What are the implications of Gato with respect to existential risk?
Many experts are concerned that superhuman-level AGI will pose an existential risk to human civilization, especially if its goals are not closely aligned with ours. Gato seems to mark a step towards this kind of general AI. Metaculus, a community that allows anyone to submit predictions about the future, now estimates AGI will arrive in 2035— about a decade earlier than its estimate before the announcement of Gato. This date is an aggregation of 423 individual predictions, based on a definition of AGI that includes a set of technical benchmarks, such as the system successfully passing a Turing test involving textual, visual, and auditory components.
If Gato causes us to update our beliefs toward shorter timelines for the development of AGI, we have less time than we thought to solve the alignment problem. This could make the case for pursuing direct technical work on alignment, increasing community-building, support, or policy roles for alignment, or allocating more resources to research and governance.
It’s worth noting, however, that there are some less impressive aspects of Gato. Fundamentally, Gato is trained to imitate specialist RL agents and humans–and it did not significantly outperform the agents it learned from. Arguably, it would have been more impressive if Gato could exploit its diverse knowledge to devise new behaviors that outperform specialist agents on several tasks.
What are some policy considerations related to Gato?
In the United States, AI systems are generally regulated by the agency overseeing the particular sector or industry they are designed to operate within. For example, in 2019 the U.S. Food and Drug Administration issued a proposed regulatory framework for AI/ML-based software used in health care settings.
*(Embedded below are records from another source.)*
Issue #7458, opened 2026-05-29
Transactions: Lazy Locking


romange:
This phase optimizes the optimistic execution path so that intent locks are only acquired when a preemption hazard actually occurs.

### [ ] Task 2.1: Optimize Common Path in `ScheduleInShard`
- Modify `ScheduleInShard` to skip acquiring intent locks entirely when `running_tx_` is `nullptr`.
- The transaction should proceed to run its callback inline and complete without touching the lock table.
- *Files to modify:* `transaction.cc`.

### [ ] Task 2.2: Implement Lazy Locking on the Rare Path (`running_tx_ != nullptr`)
- When a new transaction (Tx B) enters `ScheduleInShard` and detects that another transaction (Tx A, pointed to by `running_tx_`) is in-flight:
  - Retrieve the lock arguments of the running transaction: `running_tx_->GetLockArgs()`.
  - Lazy-acquire the intent locks for Tx A's keys on its behalf (if not already locked).
  - Acquire the intent locks for Tx B's keys.

### [ ] Task 2.3: Conflict Checking and Queueing
- After acquiring the locks on the rare path, run conflict detection for Tx B against the lock table (which now correctly reflects Tx A's keys).
- If keys overlap: Tx B must be inserted into the transaction queue and wait (setting `OUT_OF_ORDER` as appropriate).
- If keys do not overlap: Tx B can proceed out-of-order (OOO) inline.

### [ ] Task 2.4: Ensure Correct Lock Release
- Ensure that if Tx A's keys were lazy-locked on its behalf during step 2.2, those locks are properly cleaned up and released when Tx A finally finishes its callback execution.

PR #7459, opened 2026-05-29
perf(tx): track running transactions per-shard and enable inline scheduling during replication

### LINKED ISSUE #7457: Improve Inline Transactions
This phase focuses on introducing the per-shard tracking of running transactions and using it to safely re-enable inline transaction scheduling during replication.

### [ ] Task 1.1: Extend `EngineShard` with `running_tx_`
- Add a new member variable `Transaction* running_tx_ = nullptr;` to the `EngineShard` class.
- Add accessors (same cooperative thread, no locking needed):
  - `Transaction* running_tx() const`
  - `void set_running_tx(Transaction* tx)`
- *Files to modify:* `engine_shard.h` (or the file defining `EngineShard`), `engine_shard.cc`.

### [ ] Task 1.2: Track Transaction Execution in Callback Paths
- Update `Transaction::RunCallback` to set `shard->running_tx_ = this` before invoking the command callback / journaling, and reset to `nullptr` after.
- Do the same in `Transaction::RunSquashedMultiCb`, which also invokes the callback and journal write paths and would otherwise be invisible to the gate.
- A `DCHECK(shard->running_tx() == nullptr)` at entry guards against accidental nesting.

### [ ] Task 1.3: Re-enable Inline Scheduling, Gated on `running_tx_`
- In `ServerState::AllowInlineScheduling`, remove the `journal::HasRegisteredCallbacks()` early-return. Keep the `LOADING` check (RdbLoader does not use transactions).
- In `Transaction::CanRunInlined`, remove the `DbSlice::HasRegisteredCallbacks()` check **and add** `es->running_tx() == nullptr` to the inline condition.
  - **This is the safety mechanism that replaces the two removed checks.** Without it, two transactions can interleave their journal / db_slice change-callback loops (the loop in `JournalSlice::CallOnChange` is not under `FiberAtomicGuard` — consumer callbacks may suspend), and consumers can observe out-of-order updates.

romange:
## Summary

Replace the broad bans on inline scheduling (any registered journal callback, any registered db_slice change callback) with a precise check: inline a transaction only when no other transaction is currently running on this shard.

## Why

The old guards in `ServerState::AllowInlineScheduling` and `Transaction::CanRunInlined` existed because `RunCallback` can preempt inside `LogAutoJournalOnShard` / journal `CallOnChange` and inside db_slice change callbacks. If a second transaction were scheduled inline on the same shard during that suspension, the two callback iterations would interleave and consumers could observe out-of-order updates.

Tracking the running transaction directly lets us keep inline scheduling enabled in the common case (no in-flight callback on this shard) and disable it only while it is actually unsafe — including during replication, where the old `journal::HasRegisteredCallbacks()` check disabled inlining for every command on the master.

## Changes

- `EngineShard` gains `running_tx_` with `running_tx()` / `set_running_tx()`.
- `Transaction::RunCallback` sets/clears `running_tx_` around the callback body.
- `Transaction::RunSquashedMultiCb` sets/clears `running_tx_` **only in `NON_ATOMIC` mode**. In atomic squashing (`LOCK_AHEAD`/`GLOBAL`) the parent transaction runs `SquashedHopCb` via `ScheduleSingleHop` → `RunCallback` and has already set `running_tx_` to itself; the stub must not overwrite it. In `NON_ATOMIC` mode `SquashedHopCb` is invoked directly without a wrapping `RunCallback`, so the stub owns the slot.
- `Transaction::CanRunInlined` now rejects when `es->running_tx() != nullptr` — this is the actual interleaving prevention.
- `ServerState::AllowInlineScheduling` no longer checks `journal::HasRegisteredCallbacks`; `CanRunInlined` no longer checks `DbSlice::HasRegisteredCallbacks` — both are subsumed by the `running_tx_` gate.

Fixes #7457

### DIFF
--- a/src/server/transaction.cc
+++ b/src/server/transaction.cc
@@ -644,6 +644,8 @@ bool Transaction::RunInShard(EngineShard* shard, bool allow_q_removal) {
 
 void Transaction::RunCallback(EngineShard* shard) {
   DCHECK_EQ(shard, EngineShard::tlocal());
+  DCHECK(shard->running_tx() == nullptr);
+  shard->set_running_tx(this);
 
   RunnableResult result;
   try {
@@ -686,6 +688,8 @@ void Transaction::RunCallback(EngineShard* shard) {
     LogAutoJournalOnShard(shard, result);
     MaybeInvokeTrackingCb();
   }
+
+  shard->set_running_tx(nullptr);
 }
 
 // TODO: For multi-transactions we should be able to deduce mode() at run-time based
@@ -727,6 +731,9 @@ void Transaction::ScheduleInternal() {
       // single shard schedule operation can't fail
       CHECK(ScheduleInShard(EngineShard::tlocal(), optimistic_exec));
       run_barrier_.Dec();
+
+      // Drain any work that was deferred while this inlined tx held running_tx_.
+      EngineShard::tlocal()->PollExecution("after_inline", nullptr);
       break;
     }
 
@@ -1005,12 +1012,13 @@ bool Transaction::CancelScheduledTx() {
   });
 
   // Issue PollExecutions to shards that were disarmed
-  auto poll_disarmed = [this, &disarmed_shards](const char* context) {
+  auto poll_disarmed = [this, &disarmed_shards](bool rearm) {
     IterateActiveShards([&](auto& sd, ShardId i) {
       if (disarmed_shards.test(i)) {
         use_count_.fetch_add(1, memory_order_relaxed);
-        shard_set->Add(i, [this, context] {
-          EngineShard::tlocal()->PollExecution(context, this);
+        shard_set->Add(i, [this, rearm] {
+          EngineShard::tlocal()->PollExecution(rearm ? "cancel_rearm" : "cancel_cancel",
+                                               rearm ? this : nullptr);
           intrusive_ptr_release(this);
         });
       }
@@ -1231,8 +1239,12 @@ bool Transaction::ScheduleInShard(EngineShard* shard, bool execute_optimistic) {
 
     DVLOG(3) << "Lock granted " << lock_granted << " for trans " << DebugId();
 
-    // Check if we can run immediately
-    if (lock_granted && execute_optimistic) {
+    // Check if we can run immediately. Skip if another transaction is already running on this shard
+    // (e.g., an inlined tx preempted). While lock_granted ensures no contention on keys, we must
+    // maintain the "running_tx == nullptr" invariant,
+    // since we only track one active transaction per shard.
+    bool immediate_run = execute_optimistic && lock_granted && shard->running_tx() == nullptr;
+    if (immediate_run) {
       sd.local_mask |= OPTIMISTIC_EXECUTION;
       shard->stats().tx_optimistic_total++;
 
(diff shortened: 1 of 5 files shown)


src/server/transaction.cc
```diff
@@ -1059,7 +1066,7 @@ bool Transaction::CancelScheduledTx() {
       if (disarmed_shards.test(i)) {
         use_count_.fetch_add(1, memory_order_relaxed);
         shard_set->Add(i, [this, context] {
-          EngineShard::tlocal()->PollExecution(context, this);
+          EngineShard::tlocal()->PollExecution(context, nullptr);
```
dranikpg: no, if its called from `poll_disarmed("cancel_rearm");` then it has to be this, otherwise it can be nullptr

dranikpg (commented):
LGTM other than the PollExecution call

src/server/transaction.cc
```diff
@@ -1280,8 +1287,9 @@ bool Transaction::ScheduleInShard(EngineShard* shard, bool execute_optimistic) {
 
     DVLOG(3) << "Lock granted " << lock_granted << " for trans " << DebugId();
 
-    // Check if we can run immediately
-    if (lock_granted && execute_optimistic) {
+    // Check if we can run immediately. Skip if another transaction is already running
+    // on this shard (e.g. an inlined tx preempted on the connection fiber).
+    if (lock_granted && execute_optimistic && shard->running_tx() == nullptr) {
       sd.local_mask |= OPTIMISTIC_EXECUTION;
       shard->stats().tx_optimistic_total++;
```
dranikpg: that's a little pessimistic because we do acquire locks here

src/server/transaction.cc
dranikpg: ok, i'll just fix it later 🙂

src/server/transaction.cc
```diff
@@ -1518,12 +1526,24 @@ OpStatus Transaction::RunSquashedMultiCb(RunnableType cb) {
...
   auto& db_slice = GetDbSlice(shard->shard_id());
 
+  // In NON_ATOMIC mode SquashedHopCb is invoked directly, without a wrapping RunCallback,
+  // so this stub owns the running_tx_ slot. In atomic modes (LOCK_AHEAD / GLOBAL) the
+  // parent transaction's RunCallback has already set running_tx_ to itself.
+  bool owns_running_tx = multi_->mode == NON_ATOMIC;
+  if (owns_running_tx) {
+    DCHECK(shard->running_tx() == nullptr);
+    shard->set_running_tx(this);
+  }
```
dranikpg, line 1452: I need to check, but I think in our codebase there is no such thing as a non-atomic squashed stub

src/server/transaction.cc
```diff
@@ -1518,12 +1526,24 @@ OpStatus Transaction::RunSquashedMultiCb(RunnableType cb) {
...
   db_slice.OnCbFinishBlocking();
 
   LogAutoJournalOnShard(shard, result);
   MaybeInvokeTrackingCb();
 
+  if (owns_running_tx)
+    shard->set_running_tx(nullptr);
+
   DCHECK_EQ(result.flags, 0);  // if it's sophisticated, we shouldn't squash it
   return result;
```
dranikpg, line 1464: if it was atomic, then the carrier transaction should follow up with pollexecution? also I though it will set itself to the running_tx as the hops are executed inside of it

src/server/transaction.cc
romange: Pessimistic as we will take slow path for executions when inline transaction preempt?
Given that I plan to follow up with https://github.com/dragonflydb/dragonfly/issues/7458 it will have to change anyways. I will add a TODO though.

src/server/transaction.cc
romange: I fixed it. PTAL

src/server/transaction.cc
romange: pipeline squashing is : `MultiCommandSquasher::ExecuteSquashed`.

src/server/transaction.cc
romange: The invariant is: there is at most one RunCallback at the same time. `SquashedHopCb` complicates the state a bit but at high level this is the invariant that I am trying to preserve for clarity.

dranikpg: > The invariant is: there is at most one RunCallback at the same time

But there are "nested" callback active in theory

src/server/transaction.cc
dranikpg: and you will see that local_tx is just a regular transaction

dranikpg: the way it is created `MultiCommandSquasher::PrepareShardInfo` here

dranikpg (approved):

Less than a week ago, the U.S. Justice Department and the Equal Employment Opportunity Commission released guidance and technical assistance documents around avoiding disability discrimination when using AI for hiring decisions. However, because Gato is a generalist agent that can work across many domains, and therefore industries, it may be unclear which regulatory agency has the responsibility or authority to ensure Gato’s development and deployment (or other systems like it) remain in compliance with applicable laws.
There are a variety of regulatory frameworks in development across the globe designed to more broadly oversee AI (such as the European Union’s AI Act), but the extent to which they are being developed with a generalist AI system in mind is unclear. Now that Gato is here, regulators may want to ask themselves:
- To what extent might current regulatory frameworks need to be modified to better fit this new paradigm?
- How can we properly coordinate and collaborate our oversight of generalist AI systems to ensure there is no regulatory duplication, overlap, or fragmentation?
- How, if at all, can we future proof the more universal frameworks currently in development to better oversee these types of generalist AI systems?
As a potential path forward, the Future of Life Institute suggests adding a specific definition of general AI to the EU AI Act and clearly describing the roles and responsibilities of developers of generalist AI systems, including assessing potential misuse and regularly checking for new risks as the system evolves. Their idea is to require developers of general AI systems to ensure their systems’ safety, while reducing compliance burdens for the companies and other end users who might use the systems for a wide variety of tasks.